Fighting fake credentials and unfair wages

Fighting fake credentials and unfair wages

One of the pressing issues in education is fake credentials. On May 18, the Washington Post reported that there are about 2,800 people who purchased their credentials without attending the proper classes. They were able to pass the National Council Licensure Examination in the United States. Authorities are now trying to find these people.

The rise of fake credentials and teachers being undervalued and underpaid are some of the recurring problems that the education sector continues to face. Cointelegraph went on a mission to see if nonfungible tokens (NFT) can provide a solution to these headaches found in the education sector. 
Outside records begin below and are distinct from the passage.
PR #1354, opened 2023-08-16
add ScreenshotScale that allows specifying page scale factor

### LINKED ISSUE #1191: How does chromdp scale html or svg files for screenshots
How does chromdp scale html or svg files for screenshots
If you can, could you give me an example? thank you

ZekeLu:
After the change, there will be four functions for taking screenshot:

```go
func Screenshot(sel interface{}, picbuf *[]byte, opts ...QueryOption) QueryAction
func ScreenshotScale(sel interface{}, scale float64, picbuf *[]byte, opts ...QueryOption) QueryAction
func CaptureScreenshot(res *[]byte) Action
func FullScreenshot(res *[]byte, quality int) EmulateAction
```

It's a little mess, I hope that we can come up with a better API to unify them all.

Fixes #1191.


mrueg:
Thanks a lot for creating this change! It will definitely be helpful for https://github.com/kovetskiy/mark :)

mrueg (approved):

Issue #1418, opened 2024-01-09
panic: sync: negative WaitGroup counter


skaslev:
We're using [gotenberg](https://github.com/gotenberg/gotenberg) to convert html to pdf and we're seeing occasional panics in chromedp such as

```
panic: sync: negative WaitGroup counter

goroutine 431735 [running]:
sync.(*WaitGroup).Add(0xc0001c0420?, 0xc000170a80?)
	/usr/local/go/src/sync/waitgroup.go:83 +0xda
sync.(*WaitGroup).Done(...)
	/usr/local/go/src/sync/waitgroup.go:108
github.com/chromedp/chromedp.(*ExecAllocator).Allocate.func2()
	/go/pkg/mod/github.com/chromedp/chromedp@v0.8.5/allocate.go:234 +0xd2
created by github.com/chromedp/chromedp.(*ExecAllocator).Allocate
	/go/pkg/mod/github.com/chromedp/chromedp@v0.8.5/allocate.go:216 +0xdf2
```

The problem might be caused by that the WaitGroup counter is increased twice [here](https://github.com/chromedp/chromedp/blob/b193297e042c86b7fe3cdcde2d91f39bf9a5a0f2/allocate.go#L213-L216) and then decreased by one [here](https://github.com/chromedp/chromedp/blob/b193297e042c86b7fe3cdcde2d91f39bf9a5a0f2/allocate.go#L235) and [here](https://github.com/chromedp/chromedp/blob/b193297e042c86b7fe3cdcde2d91f39bf9a5a0f2/allocate.go#L319).

Additionally, on error the WaitGroup counter is decreased again [here](https://github.com/chromedp/chromedp/blob/b193297e042c86b7fe3cdcde2d91f39bf9a5a0f2/allocate.go#L254) which might make the counter negative and cause a panic.

PR #1419, opened 2024-01-09
Fix 'panic: sync: negative WaitGroup counter'

skaslev:
Fixes issue #1418


skaslev:
@ZekeLu can you please take a look?

skaslev:
🙄

PR #1422, opened 2024-01-15
Bump deps and add a dependabot config

mrueg:
This bumps golang dependencies and adds a dependabot config that will update github workflows and go deps in the future.


mrueg:
@kenshaw if you have time for a quick review, would be great to get this in :)

PR #1466, opened 2024-04-12
Added page.EventDownloadProgress to ignored cases in target.go

coezbek:
Adding EventDownloadProgress to events which are ignored in the case enumeration to avoid getting spammed with errors while a download is progressing.

### DIFF
--- a/target.go
+++ b/target.go
@@ -246,6 +246,8 @@ func (t *Target) pageEvent(ev interface{}) {
 		return
 	case *page.EventDownloadWillBegin:
 		return
+	case *page.EventDownloadProgress:
+		return
 
 	default:
 		t.errf("unhandled page event %T", ev)


coezbek:
@kenshaw Was this PR misguided? It seemed like this events needs to be ignored to unhandled updates during downloads.

kenshaw:
I've closed out all the old PRs, simply based on age.

Separately:

No, your PR was not misguided. Most of the PRs in the last 2 years have just been about superfluous message output, which I would classify this as. This has actually always been something that could be disabled  with the `chromedp.WithErrorf` option which would allows the package user to ignore messages where needed. I had originally put in this logic when I first developed the package to ensure that `chromedp` was responding appropriately to the fundamental CDP events/messages and acting accordingly.

Since this is a continuing issue/problem (simply because the CDP continues to evolve) and because I do not want to have to continue adding "ignored" messages, I plan to overhaul this logic and to use Go's builtin structured logging.

PR #1509, opened 2024-09-26
Update to latest cdproto.

dragonator:


louisheath:
I'm also trying to bump this package so that in `domEvent` we can drop `EventScrollableFlagUpdated` instead of error logging it, which is noisy

istiak101:
This PR can be closed now.

PR #1548, opened 2025-03-05
fix: add page.EventFrameStartedNavigating to ignored events (Google Chrome 134.x)

gulien:
Hey 👋 

Since Google Chrome 134.x (amd64), [I get a lot of errors logs](https://github.com/gotenberg/gotenberg/issues/1139):

```
ERROR: unhandled page event *page.EventFrameStartedNavigating
```

I wonder if it should be handled somehow 🤔

### DIFF
--- a/target.go
+++ b/target.go
@@ -333,7 +333,8 @@ func (t *Target) pageEvent(ev any) {
 		*page.EventScreencastVisibilityChanged,
 		*page.EventWindowOpen,
 		*page.EventBackForwardCacheNotUsed,
-		*page.EventFrameSubtreeWillBeDetached:
+		*page.EventFrameSubtreeWillBeDetached,
+		*page.EventFrameStartedNavigating:
 		return
 
 	default:


kenshaw:
Merged and tagged this as `v0.13.1` -- it's worth noting, however I was not getting these messages on Google Chrome (Linux) v134. Are you using macOS, Windows, or some other platform?

gulien:
Thanks @kenshaw for the quick response! I confirm it now works as expected on `linux/amd64` when converting HTML to PDF 😄 

> Are you using macOS, Windows, or some other platform?

I was able to reproduce this error with an `linux/amd64` container, both on my demo environment (host = `linux/amd64`) and on my macOS laptop (using Docker flag `--platform=linux/amd64`).

It did not happen previously on Google Chome `133.x`, nor does it happen on Chromium `133.x` on other platforms (namely, `linux/arm64`, `linux/arm/v7`, `linux/i386`).

Thanks again!

PR #1596, opened 2025-09-25
chore: remove unused min/max func

spuradage:
Go 1.21 adds built-in functions min and max.   https://tip.golang.org/doc/go1.21
Therefore, we can directly remove our own implementations and use the built-in function with the same names.


spuradage:
@kenshaw Hi, Could you please review this PR at your convenience? Thank you very much.

caltechustc:
I made the same observation, but I saw that it has already been submitted.
Good fixes.  @spuradage 

CC @kenshaw

PR #1616, opened 2026-02-10
Fix AppArmor failure; make TestPollTimeout fail in time

karelbilek:
Currently ChromeDP test fail on CI on some AppArmor nonsense.

I have disabled AppArmor in the CI. Now the AppArmor nonsense doesn't stop ChromeDP anymore.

This is not a one-off problem. In the United States, some estimate that around 100,000 fake degrees are purchased from illegitimate institutions or “diploma mills” every year. Some of these degrees can be bought for $1,000 without any of the work required for such academic achievements. 

NFTs are a “solid solution” to degree forgery

In 2021, Beau Brannan, a professor at Pepperdine University, argued the case for NFTs use in education. Back then, Brannan wrote that taking individual classes and putting them on an unalterable public ledger, with uniquely designed images, could make education more valued. 
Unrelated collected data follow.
PR #1445, opened 2020-09-03
new filer storage to elastic v7.

taozix:


chrislusf:
Thanks! Never thought of using Elastic as a filer store before. In what cases that people may prefer Elastic?

taozix:
we store huge photos and will use for search later directly, also self-defined metadata.

weed/filer2/elastic/v7/elastic_store.go
```diff
@@ -0,0 +1,295 @@
...
+}
+
+func (store *ElasticStore) Shutdown() {
+	store.client.Stop()
+}
+
+func getIndex(fullpath weed_util.FullPath) string {
+	path := strings.Split(string(fullpath), "/")
+	if len(path) > 1 {
+		return indexPrefix + path[1]
```
chrislusf, line 284: this is creating one index for each directory?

“Institutional education would arguably improve because the individual classes would matter more as opposed to being bundled into a degree and hidden.”

Fast forward a few years, Brannan still holds the same beliefs about NFTs. The professor told Cointelegraph that NFTs offer a “solid solution” to a massive international problem which is degree forgery.

A simple search shows various sites offering fake diplomas. Source: Google

According to Brannan, there’s no way to verify degrees from a school. “I have no idea what is in it. I am just trusting the institution, brand and accreditation process,” he said. The professor believes that verification for individual courses would give more insight into college degrees. He explained:

“If individual courses become part of the student ledger, it creates another level of accountability for the school and teacher.”